# Pleeeeez help me



## Sharief623 (30/3/16)

Ok im new to vaping. Two weeks ago i got myself the ijust2 kit.today i got me a new reaper plus tank. The problem i hav is that the reaper tank bubbles up and cant make those nice clouds like the ijust2 tank. Im using the ijust2 battery is the battery to weak for the reaper plus tank? 


Sent from my SM-G900F using Tapatalk


----------



## GerharddP (30/3/16)

Sharief623 said:


> Ok im new to vaping. Two weeks ago i got myself the ijust2 kit.today i got me a new reaper plus tank. The problem i hav is that the reaper tank bubbles up and cant make those nice clouds like the ijust2 tank. Im using the ijust2 battery is the battery to weak for the reaper plus tank?
> 
> 
> Sent from my SM-G900F using Tapatalk


Seems like it has top and bottom airflow, can you close off the top airflow? What coil resistance is installed currently? Is it a ceramic coil?


----------



## Sharief623 (30/3/16)

Its 0.4ohm i tried closing and opening all the airflow holes in every way possible. No difference with the 0.3 ohm also

Sent from my SM-G900F using Tapatalk


----------



## GerharddP (30/3/16)

Sharief623 said:


> Its 0.4ohm i tried closing and opening all the airflow holes in every way possible. No difference with the 0.3 ohm also
> 
> Sent from my SM-G900F using Tapatalk


The battery is fully charged and the coil primed propperly? Have you tried cleaning the atty connector and the battery 510?


----------



## Sharief623 (30/3/16)

Will do that now. Thanks

Sent from my SM-G900F using Tapatalk


----------



## Cruzz_33 (30/3/16)

At 0.4 you should be getting 44watts on a fully charged battery and as battery level decreases your watts will drop. The 0.4 coil is rated for 35 to 100 and with most commercial coils on new sub ohm tanks I found they require around 50 at least from my experience with the Crown tank.
Also the 0.3 coil I think is stainless steel which I vape in watt mode as well as temperature control so that shouldn't be a porblem and with a fully charged battery it should give you 55watts so I'd pressume that coil will work better.
Also bubbles do accure.
Would someone please confirm this for me I'm not 100% sure on this. If wrong please notify me to so I can remove for the users saftey


----------



## Cruzz_33 (30/3/16)

@shaunnadan is a battery guru would prefer his input on this


----------



## shaunnadan (30/3/16)

Cruzz_33 said:


> At 0.4 you should be getting 44watts on a fully charged battery and as battery level decreases your watts will drop. The 0.4 coil is rated for 35 to 100 and with most commercial coils on new sub ohm tanks I found they require around 50 at least from my experience with the Crown tank.
> Also the 0.3 coil I think is stainless steel which I vape in watt mode as well as temperature control so that shouldn't be a porblem and with a fully charged battery it should give you 55watts so I'd pressume that coil will work better.
> Also bubbles do accure.
> Would someone please confirm this for me I'm not 100% sure on this. If wrong please notify me to so I can remove for the users saftey



Correct


----------



## shaunnadan (30/3/16)

Hey buddy

Your trying to fire a v8 engine with a motorbike battery... Technically it's 12v and should work but you're expecting too much for a single battery mod. You need more power for that coil.
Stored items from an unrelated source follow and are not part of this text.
PR #1294, opened 2023-06-26
Add Character Counter w/ Aria for Screen Reader

kevinhaube:
Story: https://qmacbis.atlassian.net/browse/OY2-23575

### Details

This PR adds a 4000-word character counter to the Additional Information section of OneMAC forms. It's built to debounce the read-back using the `aria-busy` tag and React state logic. The debounce is set to 500ms per the AC. Using `aria-live` off, immediate updates to the additional information will not be read, and updates to the character count will only happen if nothing else is being read out (i.e. "polite" setting). 

### Changes

- Adds Character Counter
- Adds aria tags to character counter for proper readout

### Implementation Notes

- I'm not sure 500ms is long enough of a debounce, but the AC dictates all.

### Test Plan

1. Turn on a screen reading tool like MacOS's VoiceOver
2. Navigate to a form page with an additional info box
3. Assert the character counter is present
4. Assert the character counter reads your count after you're done typing

### DIFF
--- a/services/ui-src/src/page/OneMACForm.tsx
+++ b/services/ui-src/src/page/OneMACForm.tsx
@@ -63,6 +63,15 @@ const OneMACForm: React.FC<{ formConfig: OneMACFormConfig }> = ({
   const { activeTerritories, confirmAction } = useAppContext() ?? {};
   const location = useLocation<FormLocationState>();
 
+  // Boolean controlling aria-busy for Additional Info section
+  const [isTyping, setIsTyping] = useState<boolean>();
+  // Effect to timeout and swap isTyping back to false
+  useEffect(() => {
+    const timeTilInactive = setTimeout(() => setIsTyping(false), 500);
+    return () => {
+      clearTimeout(timeTilInactive);
+    };
+  }, [isTyping]);
   //Reference to the File Uploader.
   const uploader = useRef<FileUploader>(null);
   // True when the required attachments have been selected.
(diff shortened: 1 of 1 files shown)


bflynn-cms (commented):
Im not sure I know how to accurately review this change. As mentioned 500ms is way too short of a span and I think we should consider changing that.
Also I didnt see any consistency on when the screen reader would read the total character count....it seemed totally random and often in between keystrokes, however; using the usdws example it was pretty consistent. I feel like there is something off there.

kristin-at-theta:
I tried Google Screen Reader, the plain mac accessibility reading, and the mac VoiceOver and at no time did it speak about the number of characters either typed or left.

kevinhaube:
@kristin-at-theta Yeah, I tweaked the aria stuff but it hasn't redeployed because of an issue with the Deploy action :/

kevinhaube:
@kristin-at-theta @bflynn-cms Looks like the update fixed the deploy -- should be good to test now!

services/ui-src/src/page/OneMACForm.tsx
```diff
@@ -523,10 +532,20 @@ const OneMACForm: React.FC<{ formConfig: OneMACFormConfig }> = ({
...
+            }}
             value={oneMacFormData.additionalInformation}
             maxLength={config.MAX_ADDITIONAL_INFO_LENGTH}
+            aria-describedby="character-count"
+            aria-live="off"
+            aria-multiline={true}
+            aria-busy={isTyping}
           ></TextField>
+          <span tabIndex={0} aria-label="character-count" aria-live="polite">
+            {oneMacFormData.additionalInformation.length}/4000
```
kristin-at-theta, line 547: Would changing this to {4000-oneMacFormData.additionalInformation.length} remaining of 4000 be better?  I know the Figmas have the 0/4000, but AC does specify the remaining, not the used...

kristin-at-theta (changes requested):
So... I think it is doing what is supposed to in terms of telling you at an appropriate time and not after every character....

Change Requested... the AC in the story says "how many chars are left" and what VoiceOver and Google Screen Reader are reading is "how many characters have I typed"

kevinhaube:
@kristin-at-theta Great catch! I fixed it and also managed to get screen readers to recognize the text "characters remaining" so it doesn't just shout a number out lol

Updates pushing now :) 

Screen Shot 2023-07-06 at 2 01 55 PM

kristin-at-theta (approved):
So much better!  In fact, it was kinda even useable with the Google Screen reader - it read my letters, then if I stopped, would read what I wrote and then tell me the characters remaining!  I feel like that would be much more useful (though I admit, it is hard to put myself in their shoes on this)

Approved!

Reactions: Winner 1 | Funny 1


----------



## Cruzz_33 (30/3/16)

Thanks @shaunnadan !!! Good luck @Sharief623


----------



## Lord Vetinari (30/3/16)

Sounds like it could be flooded. Invert the mod and tank then fire for a few seconds and try another toot. But yeah odds are you need a better mod...


----------



## shaunnadan (30/3/16)

Lord Vetinari said:


> Sounds like it could be flooded. Invert the mod and tank then fire for a few seconds and try another toot. But yeah odds are you need a better mod...



You can also press the fire button and blow air into the tank. Usually I cover up the airports with a tissue to prevent juice flying all over.

Reactions: Informative 1


----------



## Lord Vetinari (30/3/16)

shaunnadan said:


> You can also press the fire button and blow air into the tank. Usually I cover up the airports with a tissue to prevent juice flying all over.


Grear tip thanks ☺


----------



## Sharief623 (31/3/16)

Thanks to all of you for helping me. I will need a bigger battery. Any advice on a good one.... one that isnt to bulky coz it shud fit in my pocket

Sent from my SM-G900F using Tapatalk


----------



## Cruzz_33 (31/3/16)

Well I think an Evic vtc mini is a good device to use. Thought I personally prefer a dual battery mod. But it all comes down to personal preference and what you want from the mod

Reactions: Agree 1


----------



## Sharief623 (31/3/16)

Thanks alot. How is the ijoy solo mini. It is 80watt and the evic is only 75watt

Sent from my SM-G900F using Tapatalk


----------



## Cruzz_33 (31/3/16)

Never used an iJoy. Yet it's 6 of the one and half a dozen of the other. Both are single 18650 so battery life the same. I personally really like the evic vtc mini

Reactions: Agree 1


----------



## Chezzig (31/3/16)

Cruzz_33 said:


> Never used an iJoy. Yet it's 6 of the one and half a dozen of the other. Both are single 18650 so battery life the same. I personally really like the evic vtc mini


 


Sharief623 said:


> Thanks alot. How is the ijoy solo mini. It is 80watt and the evic is only 75watt
> 
> Sent from my SM-G900F using Tapatalk


 Im with @Cruzz_33 on this VTC Mini Awesome..

Reactions: Like 1


----------



## Chezzig (31/3/16)

Cruzz_33 said:


> Never used an iJoy. Yet it's 6 of the one and half a dozen of the other. Both are single 18650 so battery life the same. I personally really like the evic vtc mini


 


Sharief623 said:


> Thanks alot. How is the ijoy solo mini. It is 80watt and the evic is only 75watt
> 
> Sent from my SM-G900F using Tapatalk


 Im with @Cruzz_33 on this VTC Mini Awesome..


----------



## Sharief623 (31/3/16)

Ok thanx evry body. I got myself a wesmic presa 100w.. just charging the battrey and then hopefully the problem is fixd

Sent from my SM-G900F using Tapatalk

Reactions: Like 2


----------



## Andre (31/3/16)

Sharief623 said:


> Ok thanx evry body. I got myself a wesmic presa 100w.. just charging the battrey and then hopefully the problem is fixd
> 
> Sent from my SM-G900F using Tapatalk


Great stuff, love the shape of the Presa. Keep us updated and post a pic please.


----------